Passing the contents of a variadic pack as arguments to a function

apply2_impl is a function that unwraps the contents of the tuples and pass them as parameters to f:

template <class F, class Tuple1, class Tuple2, std::size_t... I>
F apply2_impl(F&& f, Tuple1&& t1, Tuple2&& t2, std::index_sequence<I...>)
{
    return (void)std::initializer_list<int>{(std::forward<F>(f)(std::get<I>(std::forward<Tuple1>(t1)), std::get<I>(std::forward<Tuple2>(t2))),0)...}, f;
}

I reckon it is Sean Parent who came up with the technique of passing the contents of a variadic pack as arguments to a function without C++17. The above adapts that technique to a function that takes two parameters.

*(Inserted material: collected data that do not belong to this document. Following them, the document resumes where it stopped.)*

PR #881, opened 2026-08-24
Add support for Compression Dictionary Transport (RFC 9842)

arturobernalg:
Implement dictionary negotiation, storage, matching, and dcb / dcz decoding


ok2c:
@arturobernalg This is a lot of new code. I will scan it for obvious programming errors or inefficiencies. I, however, cannot do a proper review as far as its conformance to the RFC is concerned. I will have to trust you know what you are doing.

One question, though. Is there a reason this is an async only feature?

arturobernalg:
> One question, though. Is there a reason this is an async only feature?
@ok2c 
No fundamental reason. I initially limited the implementation to the async execution chain because that was the use case I was targeting and the capture/decoding code was based on `AsyncDataConsumer`. The protocol itself is equally applicable to the classic client, so the classic execution chain should support it as well.

httpclient5/src/main/java/org/apache/hc/client5/http/impl/async/ContentCompressionAsyncExec.java
```diff
@@ -188,6 +313,233 @@ public void failed(final Exception ex) {
...
+            }
+        }
+        return false;
+    }
+
+    private static URI resolveRequestUri(
+            final HttpRequest request,
+            final AsyncExecChain.Scope scope) {
+        try {
+            if (scope != null) {
```
ok2c: @arturobernalg The scope can never be null. Please simplify.

httpclient5/src/main/java/org/apache/hc/client5/http/impl/async/ContentCompressionAsyncExec.java
```diff
@@ -188,6 +313,233 @@ public void failed(final Exception ex) {
...
+                }
+            }
+
+            final URI requestUri = request.getUri();
+            if (requestUri.isAbsolute()) {
+                return requestUri;
+            }
+
+            if (scope != null) {
+                final URI baseUri = URI.create(scope.route.getTargetHost().toURI() + "/");
```
ok2c: @arturobernalg This looks wrong. You should be using the request authority here, not the target host.

httpclient5/src/main/java/org/apache/hc/client5/http/impl/async/ContentCompressionAsyncExec.java
```diff
@@ -188,6 +313,233 @@ public void failed(final Exception ex) {
...
+    private CompressionDictionary prepareDictionaryNegotiation(
+            final HttpRequest request,
+            final boolean enabled,
+            final CompressionDictionary candidate,
+            final List<String> requestDictionaryAcceptTokens) throws HttpException {
+        if (!enabled) {
+            return null;
+        }
+
+        if (request.containsHeader(HttpHeaders.ACCEPT_ENCODING)) {
```
ok2c, line 354: @arturobernalg This whole `Accept-Encoding` parsing business looks really bad and terribly inefficient.

ok2c (commented):
@arturobernalg I must admit i do not quite understand what is going on here, but some bits, especially header parsing ones do not good enough to me. I cannot make a call on this change-set

httpclient5/src/main/java/org/apache/hc/client5/http/impl/async/ContentCompressionAsyncExec.java
```diff
@@ -188,6 +310,175 @@ public void failed(final Exception ex) {
...
+            final HttpRequest request,
+            final boolean enabled,
+            final CompressionDictionary candidate,
+            final List<String> requestDictionaryAcceptTokens) {
+        if (!enabled) {
+            return null;
+        }
+
+        // A caller-provided Accept-Encoding is honoured verbatim: the client neither rewrites it
+        // nor negotiates a dictionary on top of an explicit choice.
```
ok2c, line 353: @arturobernalg Exactly

httpclient5/src/main/java/org/apache/hc/client5/http/impl/async/ContentCompressionAsyncExec.java
```diff
@@ -188,6 +310,175 @@ public void failed(final Exception ex) {
...
+            final URI requestUri,
+            final CookieStore privacyPartition) {
+        if (compressionDictionaryStore == null
+                || privacyPartition == null
+                || requestUri == null
+                || !URIScheme.HTTPS.same(requestUri.getScheme())) {
+            return null;
+        }
+
+        final Header[] headers = response.getHeaders(CompressionDictionaryHeaderSupport.USE_AS_DICTIONARY);
```
ok2c: @arturobernalg This could be done much, much more efficiently. You are parsing and copying header values into a comma delimited list and then parsing it again. Consider using `MessageSupport#parseHeaders` or `MessageSupport#parseHeadersStrict` instead.

httpclient5/src/main/java/org/apache/hc/client5/http/impl/async/ContentCompressionAsyncExec.java
```diff
@@ -188,6 +309,167 @@ public void failed(final Exception ex) {
...
+            final URI requestUri,
+            final CookieStore privacyPartition) {
+        if (compressionDictionaryStore == null
+                || privacyPartition == null
+                || requestUri == null
+                || !URIScheme.HTTPS.same(requestUri.getScheme())) {
+            return null;
+        }
+
+        if (!response.containsHeader(CompressionDictionaryHeaderSupport.USE_AS_DICTIONARY)) {
```
ok2c: @arturobernalg I presume `UseAsDictionary#parse` should be smart enough to return `null` if no dictionary header is present which would make this call unnecessary and overall parsing routine a little more efficient.

ok2c (commented):
@arturobernalg I have no objections, just one minor comment. This is now your area of responsibility. 
Feel free to merge the change-set if you think it is ready or make symmetric changes to the classic transport first. Anyway, there is not much I can do beyond code conceptual sanity checks, parsing improvements, etc.

httpclient5/src/main/java/org/apache/hc/client5/http/impl/async/ContentCompressionAsyncExec.java
arturobernalg: @ok2c  please do another pass

ok2c: @arturobernalg Looks good to me. I have no further comments.

PR #884, opened 2026-09-17
HTTPCLIENT-2433: Prevent concurrent HTTP/2 request body replay

mkurz:
This fixes [HTTPCLIENT-2433](https://issues.apache.org/jira/browse/HTTPCLIENT-2433).

When an HTTP/2 authentication challenge completed before the request body had finished, `H2AsyncMainClientExec` previously notified the execution chain that the exchange was complete immediately. The authentication handler could then release and reuse the same repeatable entity producer while the original HTTP/2 stream was still consuming it, corrupting the replayed request body.

The HTTP/2 execution handler now completes the exchange only after both request output and response input have terminated. It also handles a graceful `RST_STREAM(NO_ERROR)` after a complete response as request-side termination, allowing authentication replay to continue without hanging.

Regression coverage includes:

- Uploading a deterministic 2 MB file through challenge-based Basic authentication and verifying that the replay contains the exact original bytes.
- A body-less `401` followed by `RST_STREAM(NO_ERROR)`, verifying that the authenticated retry completes with the exact 2 MB request body.

Reproducer:
https://github.com/mkurz/apache-httpclient5-h2-auth-replay-reproducer

Tests:

- HTTP/2 authentication suites with and without TLS: 28 tests, 0 failures
- Graceful-reset regression test repeatedly verified with and without TLS


ok2c:
@mkurz The test coverage looks awesome! However I need a little while to digest the proposed fix. Please bear with me.

ok2c (commented):
@mkurz Your suggested fix is perfectly fine. 

For the sake of code consistency could we use the same approach as used in [HttpAsyncMainClientExec](httpclient5/src/main/java/org/apache/hc/client5/http/impl/async/HttpAsyncMainClientExec.java#L115) using `AtomicInteger` instead of two `AtomicBoolean`?

mkurz:
@ok2c done!

mkurz:
@ok2c force pushed, diff is here: https://github.com/apache/httpcomponents-client/compare/17cf04895b9f51064c46965d9782c06e74b89230..8483a2a27120582cc5559cbe2a267f95a897c210#diff-274e1a4b963f654fc7d082e31c4198bd09238d6c3b55dbb6c07564f50a2112bf

ok2c:
Cherry-picked to `5.6.x`

ok2c:
@mkurz Many thanks for reporting the problem and contributing the fix

mkurz:
@ok2c thanks for merging them ;)

mkurz:
@ok2c do you have an eta when next core and client patch release will be cut?

ok2c:
@mkurz Soon. I will try to cut the core releases this weekend. The client bug I see as less severe as it affects H2 only client, so it may take a bit longer.

ok2c:
@mkurz I made some major simplifications to the main async exec interceptor code with 4a7295895bafa74c021e466910568965ff9fcc57. Please do feel free to double-check. If you confirm the change-set does not break anything on your end, I will cherry-pick it to `4.6.x` and will include in the upcoming release. If you do not want to mess with master, you can try to work with `5.6.x` instead and cherry-pick the change-set on top of the head.

mkurz:
I tested the simplification on master and cherry-picked it cleanly onto the current `5.6.x`, which already contains the HTTPCLIENT-2433 backport. Both regression tests pass with H2 and H2+TLS, the complete async suites pass on both branches, and the standalone reproducer passed three times on each branch with the exact 2,000,000-byte body and expected SHA-1.

Looks good to me @ok2c, thanks!

ok2c:
Thanks @mkurz Much appreciated.

PR #885, opened 2026-09-18
HTTPCLIENT-2434 - Improve idle connection eviction configuration.

arturobernalg:
Add an overload of evictIdleConnections that allows the eviction interval to be configured independently of the maximum idle time. The existing overload retains the current automatically calculated eviction interval.


httpclient5/src/test/java/org/apache/hc/client5/http/examples/ClientEvictExpiredConnections.java
```diff
@@ -31,30 +31,27 @@
...
 import org.apache.hc.core5.http.io.entity.EntityUtils;
 import org.apache.hc.core5.http.message.StatusLine;
-import org.apache.hc.core5.pool.PoolStats;
 import org.apache.hc.core5.util.TimeValue;
 
 /**
- * Example demonstrating how to make sure connections connections expire
- * after 5 seconds of inactivity and how to proactively evict expired connections
- * from the connection pool.
+ * Example demonstrating how to configure connection keep-alive and
```
ok2c: @arturobernalg I think we have a conflict here. Could you please pick up my changes?

httpclient5/src/main/java/org/apache/hc/client5/http/impl/async/H2AsyncClientBuilder.java
```diff
@@ -734,7 +734,10 @@ public final H2AsyncClientBuilder disableAuthCaching() {
      * get closed and evicted from the pool.
      *
      * @return this instance.
+          * @deprecated Configure connection keep-alive settings appropriately and use
+     * {@link #evictExpiredConnections()} instead.
```
ok2c, line 738: @arturobernalg I would also link `RequestConfig#connectionKeepAlive` here.

ok2c: @arturobernalg Looks good. Could we please also add `@see RequestConfig#connectionKeepAlive`? to all deprecated methods?

ok2c (approved):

If you’re not familiar with variadic templates, I realize the above code must look not very different from this:

unzip

And it’s OK. You don’t need to understand those details to get the general meaning of the unzip iterator, and to use it. However, this manipulation of compile time collections is an interesting topic, and we’ll dive into it in a later post with more explanations.

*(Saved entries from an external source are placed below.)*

PR #237, opened 2026-06-08
fix: nil pointer dereference in convertToPolicyInfoPortForCIDRs and bump up docker version in gh workflow

oliviassss:
**What type of PR is this?**

bug
1. convertToPolicyInfoPortForCIDRs at endpoints.go:381 unconditionally dereferences port.Protocol (protocol := *port.Protocol). The K8s NetworkPolicy API allows Protocol to be nil (defaults to TCP per spec), but NPC panics when it encounters this. This causes a SIGSEGV crash-loop whenever an ANP/NP has an egress ipBlock CIDR rule with a port that omits the protocol field.

The fix adds a nil guard and defaults to corev1.ProtocolTCP, matching the existing pattern already used at line 521 of the same file.

2. bump up docker version to v3 for gh action failure fix.

Unit test added: TestEndpointsResolver_Resolve/egress_ipBlock_CIDR_with_nil_Protocol_defaults_to_TCP

  Verified the test reproduces the exact same panic against the unfixed code:
  panic: runtime error: invalid memory address or nil pointer dereference
  [signal SIGSEGV: segmentation violation code=0x1 addr=0x8 pc=0x1434641]
  resolvers.(*defaultEndpointsResolver).convertToPolicyInfoPortForCIDRs  endpoints.go:381

  And passes with the fix applied:
  --- PASS: TestEndpointsResolver_Resolve/egress_ipBlock_CIDR_with_nil_Protocol_defaults_to_TCP (0.00s)
  PASS

  Full unit test suite passes: ok github.com/aws/amazon-network-policy-controller-k8s/pkg/resolvers 0.029s
**Automation added to e2e**:

```release-note

```

### DIFF
--- a/.github/workflows/pr-tests.yaml
+++ b/.github/workflows/pr-tests.yaml
@@ -55,9 +55,9 @@ jobs:
           check-latest: true
           cache-dependency-path: "**/go.sum"
       - name: Set up QEMU
-        uses: docker/setup-qemu-action@v2
+        uses: docker/setup-qemu-action@v3
       - name: Set up Docker Buildx
-        uses: docker/setup-buildx-action@v2
+        uses: docker/setup-buildx-action@v3
       - name: Build Network Policy Controller images
         run: make docker-buildx
   deprecated-apigroups:
--- a/pkg/resolvers/endpoints_test.go
+++ b/pkg/resolvers/endpoints_test.go
@@ -496,6 +496,45 @@ func TestEndpointsResolver_Resolve(t *testing.T) {
 			},
 		},
 		{
+			name: "egress ipBlock CIDR with nil Protocol defaults to TCP",
+			args: args{
+				netpol: &networking.NetworkPolicy{
+					ObjectMeta: metav1.ObjectMeta{
+						Name:      "nil-proto",
+						Namespace: "ns",
+					},
+					Spec: networking.NetworkPolicySpec{
+						PodSelector: metav1.LabelSelector{},
+						PolicyTypes: []networking.PolicyType{networking.PolicyTypeEgress},
+						Egress: []networking.NetworkPolicyEgressRule{
+							{
+								To: []networking.NetworkPolicyPeer{
+									{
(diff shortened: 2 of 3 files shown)


.github/workflows/pr-tests.yaml
```diff
@@ -55,9 +55,9 @@ jobs:
           check-latest: true
           cache-dependency-path: "**/go.sum"
       - name: Set up QEMU
-        uses: docker/setup-qemu-action@v2
+        uses: docker/setup-qemu-action@v3
```
parlakisik, line 58: what is the reason for bumping docker versions .

oliviassss: @v2 is broken on current GitHub runners due to Node.js 20 deprecation and runner Docker changes. @v3 is the fix.
I saw the gh actions failing on this thus bumped up the version.

pkg/resolvers/endpoints_test.go
```diff
@@ -495,6 +495,45 @@ func TestEndpointsResolver_Resolve(t *testing.T) {
 				{PodIP: "1.0.0.3", Name: "pod3", Namespace: "ns"},
 			},
 		},
+		{
+			name: "egress ipBlock CIDR with nil Protocol defaults to TCP",
```
jaydeokar, line 499: nil port also defaults to TCP.. (all ports, TCP default) 
Can we add a TC for this ?

.github/workflows/pr-tests.yaml
parlakisik: Got it. Can you add this information to the PR description? Right now, you are fixing two problems. It is good to know this when looking back at previous commits in case of any issues.

parlakisik (dismissed):

pkg/resolvers/endpoints_test.go
oliviassss: added for nil port case.

parlakisik (approved):
lgtm

PR #243, opened 2026-07-21
Fix: nil protocol dereference in getportlist

Pavani-Panakanti:
### What this PR does

Fixes a nil-pointer dereference panic in getPortList (pkg/resolvers/endpoints.go) that crash-loops the controller when a policy rule contains a port entry with protocol omitted.

 ### Issue
  
NetworkPolicyPort.Protocol is *corev1.Protocol and optional — per the K8s API spec, a nil protocol should default to TCP. PR #237 (released in v1.1.9) added a nil guard in convertToPolicyInfoPortForCIDRs, but missed getPortList, which still dereferences *port.Protocol unguarded:
```
  portVal, _, err := k8s.LookupContainerPortAndName(&pod, *port.Port, *port.Protocol)
  //                                            panics when Protocol is nil ^^^^^^^^^^

  getPortList is on the named-port resolution path, reached from both:
  - egress: computeEgressEndpoints → getPortList (per destination pod)
  - ingress: resolveIngressPorts → getIngressRulesPorts → getPortList
```
  Any rule with a port entry whose protocol is nil crashes the controller with SIGSEGV, causing CrashLoopBackOff. Because the offending policy persists, the controller crash-loops indefinitely. 
Note: native networking.k8s.io/v1 NetworkPolicy objects get protocol: TCP defaulted by the API server at admission, but ApplicationNetworkPolicy (CRD) has no such defaulting — nil Protocol reaches the resolver directly.
```
  panic: runtime error: invalid memory address or nil pointer dereference

  goroutine 292 [running]:
  ...(*defaultEndpointsResolver).getPortList(...)
        /workspace/pkg/resolvers/endpoints.go:360 +0x17a
  ...(*defaultEndpointsResolver).Resolve.func2()
        /workspace/pkg/resolvers/endpoints.go:64 +0x69
```
  ### Fix

  Applies the same nil-guard pattern as PR #237:

  1. getPortList — default protocol to TCP when port.Protocol is nil, pass the defaulted value to LookupContainerPortAndName, and emit Protocol: &protocol (always non-nil) in the output policyinfo.Port so nil no longer propagates downstream.
  2. getMatchingServiceClusterIPs — hardening: hoisted the existing npProto TCP-default above the if npPort.Port != nil block and emit Protocol: &npProto in output. The dereference here was already guarded (no panic), but the output re-propagated the caller's nil Protocol into PolicyEndpoints.

  A full-repo scan for unguarded *.Protocol / *.Port / *.EndPort dereferences confirmed these are the last remaining sites — all other dereferences (dedupPorts, isNumericPortAllowed, equality/hashing code, ANP/CNP resolvers) are already nil-guarded.

### Testing

  Unit tests (all passing, incl. -race)
  
  - TestEndpointsResolver_getPortList (new, 8 table cases): nil Protocol + named port, nil Protocol + numeric port, nil Protocol + nil Port
  (protocol-only), explicit TCP/UDP controls, mixed list (named+TCP followed by numeric nil-protocol), multiple nil-Protocol entries. Verified RED on
  unfixed code (panics at endpoints.go:360 with the exact production stack trace) → GREEN with the fix.
  - TestEndpointsResolver_convertToPolicyInfoPortForCIDRs (new, 7 table cases): pins the PR #237 fix with direct regression tests (previously only covered
  indirectly).
  - TestGetMatchingServiceClusterIPs_NilProtocolDefaultsTCP (new): asserts service ClusterIP endpoint ports carry non-nil TCP-defaulted Protocol when the
  NP port omits protocol, including the protocol-only entry (nil Port + nil Protocol) case. Verified RED on unfixed code → GREEN with the fix.
  - Full existing suite passes: go build ./..., go vet ./..., gofmt clean, go test ./..., go test -race.

  Cluster verification (EKS, NPC on dataplane)

  Built two images: one from the v1.1.9 tag (unfixed) and one from this branch, and ran before/after on a live cluster with fixture pods (backend exposing named port http, web exposing named metrics + numeric 8443, scraper):

```  ┌───────────────────────────────────────────────────────────┬───────────────────────────────────────────────────────────────┬───────────────────────┐
  │          Repro policy (ApplicationNetworkPolicy)          │                            v1.1.9                             │       This fix        │
  ├───────────────────────────────────────────────────────────┼───────────────────────────────────────────────────────────────┼───────────────────────┤
  │ Egress, named port, protocol omitted                      │ ❌ panic at endpoints.go:360 via Resolve.func2 (matches       │ ✅ reconciles, 0      │
  │                                                           │ production stack)                                             │ restarts              │
  ├───────────────────────────────────────────────────────────┼───────────────────────────────────────────────────────────────┼───────────────────────┤
  │ Ingress, named port, protocol omitted                     │ ❌ panic at endpoints.go:360 via Resolve.func1 →              │ ✅ reconciles, 0      │
  │                                                           │ getIngressRulesPorts                                          │ restarts              │
  ├───────────────────────────────────────────────────────────┼───────────────────────────────────────────────────────────────┼───────────────────────┤
  │ Mixed rule (named+TCP entry, numeric entry with protocol  │ ❌ panic at endpoints.go:360                                  │ ✅ reconciles, 0      │
  │ omitted)                                                  │                                                               │ restarts              │
  ├───────────────────────────────────────────────────────────┼───────────────────────────────────────────────────────────────┼───────────────────────┤
  │ Regression: NP egress ipBlock CIDR, protocol omitted (PR  │ ✅ no panic                                                   │ ✅ reconciles, 0      │
  │ #237 path)                                                │                                                               │ restarts              │
  └───────────────────────────────────────────────────────────┴───────────────────────────────────────────────────────────────┴───────────────────────┘
```
  With the fixed image, all four policies were also applied simultaneously — zero restarts over the observation window, logs clean of panics, and PolicyEndpoints show the TCP-defaulted protocol on resolved ports.

  Behavior changes

  - Port entries with omitted protocol now resolve with TCP (per K8s spec) instead of crashing.
  - policyinfo.Port.Protocol emitted by getPortList and getMatchingServiceClusterIPs is now always non-nil (TCP-defaulted). This matches what the PolicyEndpoints CRD already defaults on write (default: TCP), and removes a latent nil-vs-TCP semantic-equality diff on protocol-only entries.

```release-note

```

### DIFF
--- a/pkg/resolvers/endpoints.go
+++ b/pkg/resolvers/endpoints.go
@@ -355,9 +355,13 @@ func (r *defaultEndpointsResolver) getIngressRulesPorts(ctx context.Context, pol
 func (r *defaultEndpointsResolver) getPortList(pod corev1.Pod, ports []networking.NetworkPolicyPort) []policyinfo.Port {
 	var portList []policyinfo.Port
 	for _, port := range ports {
+		protocol := corev1.ProtocolTCP
+		if port.Protocol != nil {
+			protocol = *port.Protocol
+		}
 		var portPtr *int32
 		if port.Port != nil {
-			portVal, _, err := k8s.LookupContainerPortAndName(&pod, *port.Port, *port.Protocol)
+			portVal, _, err := k8s.LookupContainerPortAndName(&pod, *port.Port, protocol)
 			if err != nil {
 				// Isolate the pod for the port if we are unable to resolve the named port
 				r.logger.Info("Unable to lookup container port", "pod", k8s.NamespacedName(&pod),
@@ -367,7 +371,7 @@ func (r *defaultEndpointsResolver) getPortList(pod corev1.Pod, ports []networkin
 			portPtr = &portVal
 		}
 		portList = append(portList, policyinfo.Port{
-			Protocol: port.Protocol,
+			Protocol: &protocol,
 			Port:     portPtr,
 			EndPort:  port.EndPort,
 		})
@@ -519,12 +523,12 @@ func (r *defaultEndpointsResolver) getMatchingServiceClusterIPs(ctx context.Cont
 
 		var portList []policyinfo.Port
 		for _, npPort := range npPorts {
+			npProto := corev1.ProtocolTCP
+			if npPort.Protocol != nil {
+				npProto = *npPort.Protocol
+			}
 			var portPtr *int32
 			if npPort.Port != nil {
-				npProto := corev1.ProtocolTCP
-				if npPort.Protocol != nil {
-					npProto = *npPort.Protocol
-				}
 				portVal, err := r.getMatchingServicePort(svc, npPort.Port, npProto, getAllPods)
 				if err != nil {
 					r.logger.Info("Unable to lookup service port", "err", err)
@@ -544,7 +548,7 @@ func (r *defaultEndpointsResolver) getMatchingServiceClusterIPs(ctx context.Cont
 				portPtr = &portVal
 			}
 			portList = append(portList, policyinfo.Port{
-				Protocol: npPort.Protocol,
+				Protocol: &npProto,
 				Port:     portPtr,
 				EndPort:  npPort.EndPort,
 			})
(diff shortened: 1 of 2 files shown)


srikanthjg (approved):
lgtm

Anyway, the body of operator= for our unzip iterator is now:

output_unzip_iterator& operator=(std::tuple<Ts...> const& values)
{
    apply2([](auto&& value, auto&& iterator){ *iterator = value; }, values, iterators_);
    return *this;
}

One last thing to implement is the increment operator: operator++. Here we make it forward the increment to its underlying iterators. So we need to apply a function that calls ++ on each element of the tuple. We could use std::apply in C++17, and in C++14 we can resort to an implementation with the technique we saw before:

template <class F, class Tuple, std::size_t... I>
F apply_impl(F&& f, Tuple&& t, std::index_sequence<I...>)
{
    return (void)std::initializer_list<int>{(std::forward<F>(f)(std::get<I>(std::forward<Tuple>(t))),0)...}, f;
}

template <class F, class Tuple>
constexpr decltype(auto) apply(F&& f, Tuple&& t)
{
    return apply_impl(std::forward<F>(f), std::forward<Tuple>(t),
                      std::make_index_sequence<std::tuple_size<std::remove_reference_t<Tuple>>::value>{});
}

And we use it this way:

output_unzip_iterator& operator++()
{
    detail::apply([](auto&& iterator){ ++iterator; }, iterators_);
    return *this;
}

output_unzip_iterator& operator++(int){ ++*this; return *this; }

Finally let’s not forget the aliases for iterators:

using iterator_category = std::output_iterator_tag;
using value_type = void;
using difference_type = void;
using pointer = void;
using reference = void;

And the actual unzip function that instantiates the iterator:

template<typename... Iterators>
output_unzip_iterator<Iterators...> unzip(Iterators... iterators)
{
    return output_unzip_iterator<Iterators...>(iterators...);
}

And we’re good to go.

Unzipping pairs and tuples

Let’s now test our new iterator!

Our first use case was breaking down a collection of pairs into a collection of keys and a collection of values, and apply a function on values:

std::map<int, std::string> entries = { {1, "one"}, {2, "two"}, {3, "three"}, {4, "four"}, {5, "five"} };

std::vector<int> keys;
std::vector<std::string> values;

auto const toUpper = fluent::output::transform(toUpperString);

std::copy(begin(entries), end(entries),
          unzip(back_inserter(keys),
                toUpper(back_inserter(values))));

When we output the contents of keys we now get:

1 2 3 4 5

And when we output the contents of values we get:

ONE TWO THREE FOUR FIVE

And our second case was using tuples, to breaks a collection of lines into a collection of columns:

std::vector<std::tuple<int, int, int>> lines = { {1, 2, 3}, {4, 5, 6}, {7, 8, 9}, {10, 11, 12} };
std::vector<int> column1, column2, column3;

std::copy(begin(lines), end(lines),
          unzip(back_inserter(column1),
                back_inserter(column2),
                back_inserter(column3)));

When we output the contents of column1 we get:

1 4 7 10

The outputs of column2 give:

2 5 8 11

And those of column3 are:

3 6 9 12

If you want to have a closer look at the code, you can check out the smart output iterators library, the implementation of the unzip iterator, and the tests associated to it.